Gee Becky A
Department of Chemistry and Biochemistry, Long Island University-Brooklyn Campus, Brooklyn, New York 11201, USA.
Magn Reson Chem. 2004 Jan;42(1):30-8. doi: 10.1002/mrc.1303.
The spatial ordering of aluminum atoms in CsAl(SiO3)2 and 3Al2O3.2SiO2 was probed by 27Al dipolar solid-state NMR spectroscopy. The 27Al response to a Hahn spin-echo pulse sequence in a series of aluminum-containing model crystalline compounds demonstrates that quantitative 27Al homonuclear dipolar second moments can be obtained to within +/-20% of the theoretical values, if evaluation of the spin-echo response curve is limited to short evolution periods (2t1 < or = 0.10 ms). Additionally, selective excitation of the central transition m = 1/2 --> -1/2 is necessary in order to ensure quantitative results. Restriction of spin exchange affecting the dephasing of the magnetization may decelerate the spin-echo decay at longer evolution periods. Considering these restraints, the method was used to probe the spatial distribution of aluminum atoms among the tetrahedral sites in two aluminosilicate materials. Experimental 27Al spin-echo response data for the aluminosilicates CsAl(SiO3)2 (synthetic pollucite) and 3Al2O3.2SiO2 (mullite) are compared with theoretical data based on (I) various degrees of aluminum-oxygen-aluminum bond formation among tetrahedrally coordinated aluminum atoms (Al(T(d) )-O-Al(T(d) )) and (II) the maximum avoidance of Al(T(d) )-O-Al(T(d) ) bonding. Analysis of the second moment values and resulting echo decay responses suggests that partial suppression of spin exchange among aluminum atoms in crystallographically distinct sites may contribute to the 27Al spin echo decay in 3Al2O3.2SiO2, thus complicating quantitative analysis of the data. Silicon-29 and aluminum-27 magic angle spinning (MAS) NMR spectra of 3Al2O3.2SiO2 are consistent with those previously reported. The experimental 27Al spin-echo response behavior of CsAl(SiO3)2 differs from the theoretical response behavior based on the maximum avoidance of Al-O-Al bonding between tetrahedral aluminum sites in CsAl(SiO3)2. A single unresolved resonance is observed in both the silicon-29 and aluminum-27 MAS spectra of CsAl(SiO3)2.

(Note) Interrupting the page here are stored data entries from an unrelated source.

PR #1477, opened 2016-07-22
Dicom file metadata extractor plugin

sutartmelson:
Similar to the metadata_extractor plugin, this plugin works exclusively on dicom files and only server side. Could easily be expanded to work client side if desired. 

Only public attributes are extracted from the metadata.


zachmullen:
@sutartmelson I solved the mystery of the failing test. In the [adminSpec](https://github.com/girder/girder/blob/master/clients/web/test/spec/adminSpec.js#L572) we now have two plugins that coincidentally happen to match that selector, and somehow activating both of them at once causes things to blow up. I'd suggest just changing the adminSpec.js to use a different test plugin, the following works when I change it on lines 572 and 612:

    $('.g-plugin-list-item:contains(OAuth2 login) .g-plugin-switch').click();

plugins/dicom_metadata_extractor/server/__init__.py
```diff
@@ -0,0 +1,34 @@
...
+###############################################################################
+
+from girder import events
+from girder.constants import AssetstoreType
+
+from . dicom_metadata_extractor import ServerDicomMetadataExtractor
+
+
+def handler(event):
+    if event.info['assetstore']['type'] == AssetstoreType.FILESYSTEM:
```
zachmullen: Is there any reason why this can't work in other assetstore types? Can pydicom read from a stream?

plugins/dicom_metadata_extractor/server/__init__.py
```diff
@@ -0,0 +1,34 @@
...
+        metadataExtractor = ServerDicomMetadataExtractor(event.info['assetstore'],
+                                                         event.info['file'])
```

通过²⁷Al偶极固态核磁共振光谱法探究了CsAl(SiO₃)₂和3Al₂O₃·2SiO₂中铝原子的空间排列。在一系列含铝模型晶体化合物中,²⁷Al对哈恩自旋回波脉冲序列的响应表明,如果将自旋回波响应曲线的评估限制在短演化期(2t₁≤0.10毫秒)内,定量的²⁷Al同核偶极二阶矩可在理论值的±20%范围内获得。此外,为确保定量结果,有必要选择性激发中心跃迁m = 1/2→ -1/2。影响磁化去相的自旋交换限制可能会在较长演化期使自旋回波衰减变慢。考虑到这些限制因素,该方法被用于探究两种铝硅酸盐材料中四面体位置间铝原子的空间分布。将铝硅酸盐CsAl(SiO₃)₂(合成白榴石)和3Al₂O₃·2SiO₂(莫来石)的实验²⁷Al自旋回波响应数据与基于以下情况的理论数据进行了比较:(I) 四面体配位铝原子(Al(T(d) )-O-Al(T(d) ))之间不同程度的铝-氧-铝键形成;(II) Al(T(d) )-O-Al(T(d) )键的最大避免情况。二阶矩值及由此产生的回波衰减响应分析表明,晶体学上不同位置的铝原子间自旋交换的部分抑制可能导致3Al₂O₃·2SiO₂中²⁷Al自旋回波衰减,从而使数据的定量分析变得复杂。3Al₂O₃·2SiO₂的²⁹Si和²⁷Al魔角旋转(MAS)核磁共振谱与先前报道的一致。CsAl(SiO₃)₂的实验²⁷Al自旋回波响应行为不同于基于CsAl(SiO₃)₂中四面体铝位置间最大程度避免Al-O-Al键的理论响应行为。在CsAl(SiO₃)₂的²⁹Si和²⁷Al MAS谱中均观察到一个未分辨的单一共振峰。